§ **WORK REQUEST**: Scan the records for lines holding "static". Say how many there are and give nothing else.

** Opening GIVEN RECORDS block **

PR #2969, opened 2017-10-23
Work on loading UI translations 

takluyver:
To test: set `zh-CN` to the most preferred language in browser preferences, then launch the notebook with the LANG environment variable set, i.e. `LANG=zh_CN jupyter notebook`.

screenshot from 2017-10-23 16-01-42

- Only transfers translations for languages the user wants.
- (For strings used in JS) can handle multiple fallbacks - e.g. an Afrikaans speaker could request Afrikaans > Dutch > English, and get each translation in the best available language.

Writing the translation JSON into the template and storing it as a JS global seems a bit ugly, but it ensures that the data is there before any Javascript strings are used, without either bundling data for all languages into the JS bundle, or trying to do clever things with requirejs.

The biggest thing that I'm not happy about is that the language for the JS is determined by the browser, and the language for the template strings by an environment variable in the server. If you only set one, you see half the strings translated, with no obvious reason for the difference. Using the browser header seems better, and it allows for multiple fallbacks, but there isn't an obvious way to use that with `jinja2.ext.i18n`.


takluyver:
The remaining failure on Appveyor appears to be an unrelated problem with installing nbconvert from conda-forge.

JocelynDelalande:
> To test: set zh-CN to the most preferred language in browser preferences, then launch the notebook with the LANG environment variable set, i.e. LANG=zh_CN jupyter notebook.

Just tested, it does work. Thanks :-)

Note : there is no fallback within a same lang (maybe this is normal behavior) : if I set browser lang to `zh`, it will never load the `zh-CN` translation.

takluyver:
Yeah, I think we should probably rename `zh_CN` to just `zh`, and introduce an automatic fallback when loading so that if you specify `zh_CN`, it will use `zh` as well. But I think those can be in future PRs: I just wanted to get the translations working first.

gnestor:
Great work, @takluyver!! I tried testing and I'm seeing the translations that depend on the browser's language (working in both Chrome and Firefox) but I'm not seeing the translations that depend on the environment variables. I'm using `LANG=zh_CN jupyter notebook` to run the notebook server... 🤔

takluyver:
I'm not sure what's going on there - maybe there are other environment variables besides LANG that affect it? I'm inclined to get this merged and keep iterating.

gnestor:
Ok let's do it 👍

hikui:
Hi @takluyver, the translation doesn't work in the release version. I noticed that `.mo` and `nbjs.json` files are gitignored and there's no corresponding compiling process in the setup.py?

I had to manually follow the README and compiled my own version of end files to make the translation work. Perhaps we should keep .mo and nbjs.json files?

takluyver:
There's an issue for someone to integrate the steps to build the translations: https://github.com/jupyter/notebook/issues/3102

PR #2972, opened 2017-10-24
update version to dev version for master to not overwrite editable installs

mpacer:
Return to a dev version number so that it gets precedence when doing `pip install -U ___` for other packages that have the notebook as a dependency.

** Closing GIVEN RECORDS block **
** Opening GIVEN RECORDS block **

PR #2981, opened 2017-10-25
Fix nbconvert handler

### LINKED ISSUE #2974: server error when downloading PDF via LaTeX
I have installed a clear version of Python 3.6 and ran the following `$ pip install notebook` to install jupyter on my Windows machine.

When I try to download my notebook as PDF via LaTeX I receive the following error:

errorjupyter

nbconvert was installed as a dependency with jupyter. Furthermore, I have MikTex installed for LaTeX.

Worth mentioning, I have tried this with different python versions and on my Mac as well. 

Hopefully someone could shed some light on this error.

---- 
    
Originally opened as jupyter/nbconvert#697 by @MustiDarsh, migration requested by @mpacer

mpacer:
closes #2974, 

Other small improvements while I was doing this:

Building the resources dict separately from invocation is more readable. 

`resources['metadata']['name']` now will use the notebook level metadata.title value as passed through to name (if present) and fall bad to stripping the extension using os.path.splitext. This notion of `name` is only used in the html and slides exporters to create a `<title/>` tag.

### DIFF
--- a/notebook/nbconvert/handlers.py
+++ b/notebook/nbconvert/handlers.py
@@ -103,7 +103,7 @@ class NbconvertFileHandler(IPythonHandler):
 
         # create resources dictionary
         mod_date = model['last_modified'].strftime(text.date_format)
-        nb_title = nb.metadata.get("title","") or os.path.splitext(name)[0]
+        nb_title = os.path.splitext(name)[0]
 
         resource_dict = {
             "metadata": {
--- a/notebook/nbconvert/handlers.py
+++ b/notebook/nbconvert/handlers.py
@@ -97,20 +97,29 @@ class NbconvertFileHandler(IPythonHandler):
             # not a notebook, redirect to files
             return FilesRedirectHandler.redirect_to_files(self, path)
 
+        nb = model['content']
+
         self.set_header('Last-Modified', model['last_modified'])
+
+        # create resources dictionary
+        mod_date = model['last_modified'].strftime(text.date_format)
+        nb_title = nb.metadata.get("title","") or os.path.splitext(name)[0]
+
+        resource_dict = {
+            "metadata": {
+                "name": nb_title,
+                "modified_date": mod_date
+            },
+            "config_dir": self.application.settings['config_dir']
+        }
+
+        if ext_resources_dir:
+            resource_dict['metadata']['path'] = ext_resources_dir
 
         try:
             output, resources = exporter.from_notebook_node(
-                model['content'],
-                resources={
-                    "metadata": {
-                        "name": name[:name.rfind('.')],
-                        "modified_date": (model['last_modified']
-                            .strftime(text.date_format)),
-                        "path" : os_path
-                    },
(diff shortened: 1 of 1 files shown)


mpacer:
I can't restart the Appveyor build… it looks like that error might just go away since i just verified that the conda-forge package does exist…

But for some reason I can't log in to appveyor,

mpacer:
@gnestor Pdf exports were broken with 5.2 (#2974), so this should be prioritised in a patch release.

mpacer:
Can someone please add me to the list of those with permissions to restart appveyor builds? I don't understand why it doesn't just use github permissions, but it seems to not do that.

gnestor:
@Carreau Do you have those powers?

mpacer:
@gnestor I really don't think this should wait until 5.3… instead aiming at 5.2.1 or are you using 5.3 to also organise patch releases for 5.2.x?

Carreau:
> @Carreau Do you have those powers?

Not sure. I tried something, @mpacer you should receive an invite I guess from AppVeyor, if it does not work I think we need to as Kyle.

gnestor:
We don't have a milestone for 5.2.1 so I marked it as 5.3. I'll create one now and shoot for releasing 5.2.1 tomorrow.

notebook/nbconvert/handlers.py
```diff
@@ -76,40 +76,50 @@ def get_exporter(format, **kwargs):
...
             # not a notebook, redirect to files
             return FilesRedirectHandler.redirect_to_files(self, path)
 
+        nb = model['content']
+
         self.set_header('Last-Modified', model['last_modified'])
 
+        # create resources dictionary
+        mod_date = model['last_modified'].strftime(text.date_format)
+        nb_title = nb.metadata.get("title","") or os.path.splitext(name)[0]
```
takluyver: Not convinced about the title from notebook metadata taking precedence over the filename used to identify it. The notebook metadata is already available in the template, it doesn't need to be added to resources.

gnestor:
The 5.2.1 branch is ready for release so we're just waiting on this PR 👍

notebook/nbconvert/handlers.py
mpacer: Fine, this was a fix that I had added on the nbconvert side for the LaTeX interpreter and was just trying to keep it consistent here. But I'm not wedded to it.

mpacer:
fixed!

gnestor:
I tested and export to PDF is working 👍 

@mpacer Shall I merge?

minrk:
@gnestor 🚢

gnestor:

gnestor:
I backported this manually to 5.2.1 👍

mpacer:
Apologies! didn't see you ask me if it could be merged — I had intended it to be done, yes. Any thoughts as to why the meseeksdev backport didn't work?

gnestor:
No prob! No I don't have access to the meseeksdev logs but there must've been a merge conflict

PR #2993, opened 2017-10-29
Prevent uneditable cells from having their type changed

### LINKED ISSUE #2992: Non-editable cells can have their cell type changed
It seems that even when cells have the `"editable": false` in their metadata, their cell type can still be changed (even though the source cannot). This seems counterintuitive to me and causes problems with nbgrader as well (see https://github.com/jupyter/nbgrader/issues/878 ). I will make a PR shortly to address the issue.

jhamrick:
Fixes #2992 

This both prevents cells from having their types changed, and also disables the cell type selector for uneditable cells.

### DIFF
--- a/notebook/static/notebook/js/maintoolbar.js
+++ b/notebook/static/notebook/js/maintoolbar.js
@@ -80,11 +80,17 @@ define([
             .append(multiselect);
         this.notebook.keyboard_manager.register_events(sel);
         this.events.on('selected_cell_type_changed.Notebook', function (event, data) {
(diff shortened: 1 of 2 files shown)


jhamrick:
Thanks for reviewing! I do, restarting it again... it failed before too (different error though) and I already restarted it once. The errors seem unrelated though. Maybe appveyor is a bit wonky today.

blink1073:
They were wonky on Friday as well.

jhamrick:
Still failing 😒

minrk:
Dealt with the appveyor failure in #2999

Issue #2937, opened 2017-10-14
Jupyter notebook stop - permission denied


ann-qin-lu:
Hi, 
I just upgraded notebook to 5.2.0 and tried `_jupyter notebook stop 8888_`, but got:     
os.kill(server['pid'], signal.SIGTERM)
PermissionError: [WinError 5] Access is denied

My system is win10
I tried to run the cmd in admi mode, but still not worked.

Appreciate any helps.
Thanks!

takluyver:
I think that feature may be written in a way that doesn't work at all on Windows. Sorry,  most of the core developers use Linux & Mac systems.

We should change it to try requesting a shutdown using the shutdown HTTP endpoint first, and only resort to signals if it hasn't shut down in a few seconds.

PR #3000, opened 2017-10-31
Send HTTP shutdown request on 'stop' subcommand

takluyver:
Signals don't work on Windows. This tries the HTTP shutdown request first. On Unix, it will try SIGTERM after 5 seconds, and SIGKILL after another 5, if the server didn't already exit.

** Closing GIVEN RECORDS block **

§ **ANSWER BOX**: 2